(Beginning of RECORDS PROVIDED)
PR #3412, opened 2022-05-22
KV Store: Message Store Scan

### LINKED ISSUE #3409: Implement message_store Scan and Iterator

N-o-Z:
Implemented Scan and prefix iterator for proto messages

- Closes #3409

### DIFF
--- a/pkg/gateway/multiparts/tracker.go
+++ b/pkg/gateway/multiparts/tracker.go
@@ -9,7 +9,7 @@ import (
 	"google.golang.org/protobuf/types/known/timestamppb"
 )
 
-const multipartPrefix = "multipart"
+const multipartsPrefix = "multiparts"
 
 type Metadata map[string]string
 
@@ -76,8 +76,8 @@ func (m *tracker) Create(ctx context.Context, multipart MultipartUpload) error {
 	if multipart.UploadID == "" {
 		return ErrInvalidUploadID
 	}
-	path := kv.FormatPath(multipartPrefix, multipart.UploadID)
-	err := m.store.SetIf(ctx, path, protoFromMultipart(&multipart), nil)
+	key := kv.FormatPath(multipartsPrefix, multipart.UploadID)
+	err := m.store.SetIf(ctx, key, protoFromMultipart(&multipart), nil)
 	return err
 }
 
@@ -86,8 +86,8 @@ func (m *tracker) Get(ctx context.Context, uploadID string) (*MultipartUpload, e
 		return nil, ErrInvalidUploadID
 	}
 	data := &MultipartUploadData{}
-	path := kv.FormatPath(multipartPrefix, uploadID)
-	err := m.store.GetMsg(ctx, path, data)
+	key := kv.FormatPath(multipartsPrefix, uploadID)
+	err := m.store.GetMsg(ctx, key, data)
 	if err != nil {
 		return nil, err
 	}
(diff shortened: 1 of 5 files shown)


pkg/gateway/multiparts/tracker.go
```diff
@@ -9,7 +9,7 @@ import (
 	"google.golang.org/protobuf/types/known/timestamppb"
 )
 
-const multipartPrefix = "multipart"
+const multipartsPrefix = "multiparts"
```
itaiad200, line 12: Just a MASSIVE breaking change that we're allowed to do for now ;)

pkg/kv/store_message.go
```diff
@@ -64,8 +64,66 @@ func (s *StoreMessage) Delete(ctx context.Context, path string) error {
 	return err
 }
 
-// TODO(niro): implement Scan when required
+// Scan returns a prefix iterator which returns entries in deserialized format. Scan in store message implementation is msg specific
+// and therefore must be PREFIX bound
```
itaiad200, line 68: So why isn't `prefix` being validated?

pkg/kv/store_message.go
```diff
@@ -64,8 +64,66 @@ func (s *StoreMessage) Delete(ctx context.Context, path string) error {
...
 	s.Store.Close()
 }
+
+type MessageIterator struct {
+	itr EntriesIterator
+	msg protoreflect.Message
+	err error
+}
+
+type MessageEntry struct {
```
itaiad200, line 83: You need a `predicate` as well.

pkg/kv/store_message.go
```diff
@@ -64,8 +64,66 @@ func (s *StoreMessage) Delete(ctx context.Context, path string) error {
...
+func (m *MessageIterator) Next() bool {
+	if m.err != nil {
+		return false
+	}
+	return m.itr.Next()
+}
+
+func (m *MessageIterator) Entry() *MessageEntry {
+	entry := m.itr.Entry()
+	if entry == nil {
```
itaiad200, line 105: What if there's an error in the underlying iterator? I think the `Err()` functionality is fine, but not sure about the `Next()` in such a case.

itaiad200 (changes requested):
I believe you're missing a predicate in the returned value?

pkg/kv/store_message.go
N-o-Z: Can you explain what kind of validations you had in mind?
Iterator-wise we are using the PrefixIterator which checks for it

pkg/kv/store_message.go
N-o-Z: Can you explain?

itaiad200: Look at #3408

N-o-Z: I would not like to rely on currently WIP PRs. I prefer addressing it only when the changes are committed

pkg/kv/store_message.go
N-o-Z: prefix is a byte slice and the comparison in PrefixIterator is `!bytes.HasPrefix(entry.Key, b.Prefix)` so it will return false for all keys and iterate over all kv store

itaiad200: So it can be unbounded and therefore the comment needs to change, right?

itaiad200 (approved):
(End of RECORDS PROVIDED)
Return each line of the data that contains the string "which".

• **OUTPUT**:
+// Scan returns a prefix iterator which returns entries in deserialized format. Scan in store message implementation is msg specific
Iterator-wise we are using the PrefixIterator which checks for it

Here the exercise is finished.